I have a tendency to be a bit of a fortune teller. Not a cool-tarot-card-gypsy-living-crystal-reading-fortune teller, but rather an oh-shit-get-your-armor-on-kind-of-fortune teller. I predict based on past experience that A will lead to B. Why?
Because I passed junior high math class. Someone actually taught me how to predict.
Because I've mixed yellow and blue. It's always green.
Because I've tried to shovel the car out of 4 feet of snow. And failed. Hard.
Because I've kicked up too hard into handstand. And flown threw the unlatched bedroom door. Ow.
I struggle with fortune telling. It's not that I think I know better. It has absolutely nothing to do with pride. It has everything to do with protection.
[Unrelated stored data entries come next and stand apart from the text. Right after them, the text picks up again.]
PR #3316, opened 2026-05-13
Tracking: fix redirect validation skipping deleted files at repo root

### LINKED ISSUE #1920: Deleting a page and replacing with an xref evades the "deleted page" check
### Describe the bug

these two PRs didn't trigger an error for deleted pages:

https://github.com/elastic/docs-content/pull/2989
https://github.com/elastic/docs-content/pull/2811

both of them deleted a page, but added an equivalent xref in the sidebar. CI passed cleanly. when the PRs were merged, the pages 404'd

note: the crosslinks within the repo were already cleaned up. does the deleted page logic still trip if there are no incoming links? I want to test this but want to log this bug asap

### Expected behavior

you can't run or hide from the "deleted page with no redirect" error

### Steps to reproduce

_No response_

### Tooling

- [x] docs-builder
- [ ] migration tooling
- [ ] I'm not sure

reakaleek:
## What

- Fix `IntegrationGitRepositoryTracker` so the redirect-validation step (`docs-builder diff validate`) no longer silently drops every changed file when the docset lives at the repository root.
- Add unit tests for the tracker and end-to-end tests for `LocalChangeTrackingService.ValidateRedirects` covering both docset-at-root and docset-in-subfolder layouts.

## Why

- On CI, the `Validate redirect rules` step in `docs-actions/.github/workflows/docs-build.yml` is meant to fail a PR check when a markdown file is deleted or renamed without a corresponding entry in `redirects.yml`.
- For repos whose docs live directly at the repository root (for example [`elastic/docs-content`](https://github.com/elastic/docs-content)), the relative path passed to the tracker is `.`. The previous code turned that into a `./` prefix and used `StartsWith` to filter the `ADDED_FILES` / `MODIFIED_FILES` / `DELETED_FILES` / `RENAMED_FILES` environment variables. PR file paths from the GitHub API have no `./` prefix, so the filter dropped every entry and the validator reported zero changes.
- This let PRs that delete markdown without setting up redirects pass the check. Example: [`elastic/docs-content#6479`](https://github.com/elastic/docs-content/pull/6479) deletes `troubleshoot/deployments/serverless.md` with no `redirects.yml` entry and the check passed green.

## Notes

- The fix normalizes both `""` and `"."` to an empty `LookupPath`, which makes `StartsWith("")` match every path. Real subfolder docsets (for example `docs/`) keep the trailing-slash anchor to avoid false positives like `docs-extra/foo.md` matching `docs`.
- Confirmed the regression locally: reverting the fix turns four of the new tests red (both unit-level tracker tests and the end-to-end docset-at-root tests); with the fix, all 12 pass.
- The new tests mutate process-wide env vars, so they share an xUnit collection with `DisableParallelization = true` to avoid races.


src/authoring/Elastic.Documentation.Refactor/Tracking/IntegrationGitRepositoryTracker.cs
```diff
@@ -9,7 +9,18 @@ namespace Elastic.Documentation.Refactor.Tracking;
...
+	// In that case there is no prefix to match against, so we use an empty string which makes
+	// StartsWith("") true for every path. Otherwise we anchor with a trailing slash to avoid
+	// false-positive prefix matches (e.g. "docs/" should not match "docs-extra/foo.md").
+	private string LookupPath { get; } = NormalizeLookupPath(lookupPath);
+
+	private static string NormalizeLookupPath(string lookupPath)
+	{
+		var trimmed = lookupPath.Trim(['/', '\\']);
+		return trimmed is "" or "." ? "" : $"{trimmed}/";
+	}
```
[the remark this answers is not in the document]
reakaleek: I checked the finding against the current code and it's not worth fixing here. Skipping with reason:

Skipping the null guard on NormalizeLookupPath.

Pre-existing, not introduced by this PR. The original code $"{lookupPath.Trim(['/', '\\'])}/" had the exact same null-deref shape on the same parameter. My refactor only added the is "" or "." branch — it didn't change null behavior.

The parameter is non-nullable in a nullable-enabled project. Elastic.Documentation.Refactor.csproj sets <Nullable>enable</Nullable>, and the primary-constructor signature IntegrationGitRepositoryTracker(string lookupPath) types the parameter as non-null. Static analysis already flags any caller that passes null without suppression.

The single internal caller is safe. LocalChangesService.cs:51 passes the result of Path.GetRelativePath(...), which never returns null.

NormalizeLookupPath is private static. The project's own style guide is explicit on this:

Validate at boundaries — public API entry points. Trust internal code — don't over-validate private methods.

Pushing a null check into the private helper duplicates what the nullable annotation on the public constructor already enforces.

The constructor is a primary constructor. Adding ArgumentNullException.ThrowIfNull at the boundary would require converting it to a regular constructor, which is a stylistic regression away from the codebase's preferred form, and still wouldn't add real safety beyond what nullable analysis gives us.

If a future caller really needs runtime hardening (e.g. a deserialization path that bypasses nullable), I'd add ArgumentException.ThrowIfNullOrWhiteSpace(lookupPath) on the public constructor in a separate change, not on a private helper.

No code changes, nothing to validate. Leaving the PR as-is.

src/authoring/Elastic.Documentation.Refactor/Tracking/IntegrationGitRepositoryTracker.cs
```diff
@@ -9,7 +9,18 @@ namespace Elastic.Documentation.Refactor.Tracking;
 
 public class IntegrationGitRepositoryTracker(string lookupPath) : IRepositoryTracker
 {
-	private string LookupPath { get; } = $"{lookupPath.Trim(['/', '\\'])}/";
+	// When the docset lives at the repository root, lookupPath is "." (or empty after trimming).
+	// In that case there is no prefix to match against, so we use an empty string which makes
+	// StartsWith("") true for every path. Otherwise we anchor with a trailing slash to avoid
```
Mpdreamz: We should really always use https://github.com/elastic/docs-builder/blob/ce8705a5e54e4f4a05af238da899ed4b7d767232/src/Elastic.Documentation/Extensions/IFileInfoExtensions.cs#L101 `IsSubPathOf` for these types of checks.

Mpdreamz (commented):
Add a note about using StartsWith for paths in general should use our extensions method to check this safely in general. 

PR LGTM, we can do a pass over this another time

cotti (approved):

src/authoring/Elastic.Documentation.Refactor/Tracking/IntegrationGitRepositoryTracker.cs
reakaleek: Fixed in c009034c989b0c752fec787e475c074bfae61a9c — IntegrationGitRepositoryTracker now takes the git root and documentation source directories and filters CI paths with IsSubPathOf instead of StartsWith.

Mpdreamz (approved):

PR #3472, opened 2026-06-05
Report all changelog errors at once and surface fetch failures in add

cotti:
## Why

Two pain points were reported while bundling a serverless release:

1. `changelog bundle` aborts on the **first** invalid entry, so a release with many broken changelog files (e.g. missing `title`) forces a fix-and-rerun loop, one error at a time.
2. `changelog add` silently degrades when a PR/issue can't be fetched from GitHub: the entry **bypasses `rules.create` label filtering** and is written with `title`/`type` commented out. With a missing/unauthorized `GITHUB_TOKEN` this produced ~225 unfiltered, title-less changelogs instead of 68 — and the failure was buried among hundreds of per-PR warnings, only showing up later as a `bundle` error.

## What

- `BundleBuilder.BuildResolvedEntries` (the `bundle` path) and `BundleValidationService.ValidateBundleEntriesAsync` (the `render` path) now validate every entry and report all problems in a single pass before failing, instead of returning on the first error.
- `changelog add` now emits a single aggregate summary at the end of bulk creation when PRs/issues couldn't be fetched (e.g. `3 of 225 pull request(s) could not be fetched from GitHub...`), with remediation guidance. Default behavior is unchanged: warning, exit 0, best-effort files still written.
- New `--strict-fetch` flag escalates fetch failures to an error (non-zero exit) so CI fails loudly on a token/rate-limit problem rather than producing unfiltered changelogs. Files are still written for inspection.
- Regenerated `docs/cli-schema.json` and documented the flag + fetch-failure behavior in `docs/cli/changelog/cmd-add.md`.

Tests added for both behaviors; full `Elastic.Changelog.Tests` suite passes and the AOT publish is clean.

### DIFF
--- a/docs/cli-schema.json
+++ b/docs/cli-schema.json
@@ -2556,6 +2556,14 @@
             },
             {
               "role": "flag",
+              "name": "strict-fetch",
+              "type": "boolean",
+              "required": false,
+              "summary": "Optional: Treat a failure to fetch any PR or issue from GitHub (with --prs, --issues, or --report) as an error that exits non-zero, instead of a warning. Use in CI so a missing or unauthorized GITHUB_TOKEN fails the run rather than silently producing unfiltered changelogs with missing titles. Files are still written so they can be inspected.",
+              "defaultValue": "false"
+            },
+            {
+              "role": "flag",
               "name": "subtype",
               "type": "string",
               "required": false,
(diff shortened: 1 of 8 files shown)


Mpdreamz (approved):
Two minor notes:

1. **Multi-paragraph docstring on `ReportBulkFetchFailures`** — project style requires one short line max (or no doc comment at all for private helpers). Drop or collapse it.

2. **Missing `--issues + StrictFetch` test** — `CreateChangelogsForMultipleIssuesAsync` got the same changes as the PR path but there's no corresponding test. Low risk since the code is symmetric, but worth adding for parity.

Otherwise the fix is correct and well-scoped — the `--report` path routes through `CreateChangelogsForMultiplePrsAsync` so the main motivating scenario is covered.

PR #3493, opened 2026-06-12
feat(mcp): add deeper OpenTelemetry integration for MCP tool calls

Mpdreamz:
## Why

MCP tool calls were invisible in Elastic Observability — every call collapsed into a single `POST /docs/_mcp/` transaction because all tools share one HTTP route. There was also no metrics data for tool calls at all.

## What

Each tool call now appears as its own named transaction (e.g. `tools/call search_docs`) in APM, and tool-level metrics are exported.

**Tracing:** `McpSpanRenameProcessor` renames the ASP.NET Core server span in `OnEnd` — after the route-based name is set — to `tools/call {tool}`. The standard OTel MCP semconv attributes `mcp.method.name` and `mcp.tool.name` are written to the server span by `McpToolTelemetry.StartActivity` so the processor can read them.

**Metrics:** A `Meter` (`Elastic.Documentation.Api.McpTools`) was added with two instruments — `mcp.tool.calls` (counter) and `mcp.tool.duration` (histogram) — both dimensioned by tool name, method, server profile, and outcome. They're recorded in `LogCompletion`, which all three tool classes already call in their `finally` blocks, so no per-tool changes were needed.

**OTel registration cleanup:** `Extensions.cs` and `EuidEnrichmentExtensions.cs` were replaced by a unified `AddDocumentationOpenTelemetry` extension that all three services (docs-api, docs-mcp, docs-builder CLI) now use consistently.

**Aspire 13.4.3 bump:** Fixes a new `required` member (`ExecuteCommandContext.Arguments`) in the integration test bootstrap.


theletterf:
So necessary, thanks!

theletterf (approved):

PR #3501, opened 2026-06-15
chore(mcp): document stateless transport posture and remove SseKeepAliveMiddleware

Mpdreamz:
## Why

The `SseKeepAliveMiddleware` was added as a workaround for a Cursor SSE-fallback bug, and the
stateless-mode comment blamed that same bug. Both are now wrong: in SDK 1.4+, stateless mode and
legacy SSE are mutually exclusive (enabling both throws at startup), and the Cursor bug is an
unfixed client-side regression that server config cannot address.

The keepalive middleware allocated an `SseKeepAliveStream` + `SemaphoreSlim` on **every** MCP
request even though no `text/event-stream` response is ever produced in stateless mode — the timer
never started, but the allocations always happened.

## What

- Rewrites the stateless-mode comment to explain the actual architectural justification: pure
  request/response tools with no server push, running behind a load balancer with no session
  affinity. Adds a one-line pointer to the `mcp-remote` stdio bridge for SSE-only clients.
- Removes `SseKeepAliveMiddleware` and its `SseKeepAliveStream` inner class (~285 lines).
- Updates the `ConfigureHttpJsonOptions` comment to reflect its real purpose (not legacy SSE).

## How

In ModelContextProtocol.AspNetCore 1.4.0, `WithHttpTransport(o => o.Stateless = true)` + `MapMcp("")`
mounts exactly one route: `POST /` (Streamable HTTP request/response). Legacy SSE (`/sse` +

And so, when not long ago, a dear one said to me: This is not that. I stopped and took a beat. Handstands are one thing. There is always a chance, when and if you don't check the bedroom door AND you poorly time your momentum, that you'll flip over and through and onto the hard floor. It's reasonable to say, A implies a possibility of B. But what about savasana. Here, the risk doesn't seem as clear. It's unlikely the floor will give way or a lighting fixture will fall from the sky, but for lots of people, myself included- savasana is HARD. (H.A.R.D.) Relaxing means x. Relaxing means y. Relaxing means z. Most of the time, I'm not conscious of my fortune telling savasanas. I'm not trying to be anxious or rigid. I'd quite love the floor to hold me up. Instead, I'm vigilant and prepared, in case A leads to B. This is not that. This savasana is not a moment for the floor to sneak out from under me. This savasana is not the moment a lighting fixture will spontaneously jump off the ceiling. This savasana is not about holding still. Or resisting the urge to fidget. Or anything I've done before. It's THIS one. This is not that. So my challenge this week (and yours if you choose to accept it) is to let this...be this. Something new. Something unpredicted. Something with a shot at feeling light and free. Kick up to handstand. You may hit the door. You may fly through...but you may catch some hang time and feel just a moment of levity. And let savasana be its own beast. Find stillness on your belly or bring your hands to your heart. You may startle. You may jump...but you may find some peace and feel a moment of resting grace.
This is not that. It's this. It's now.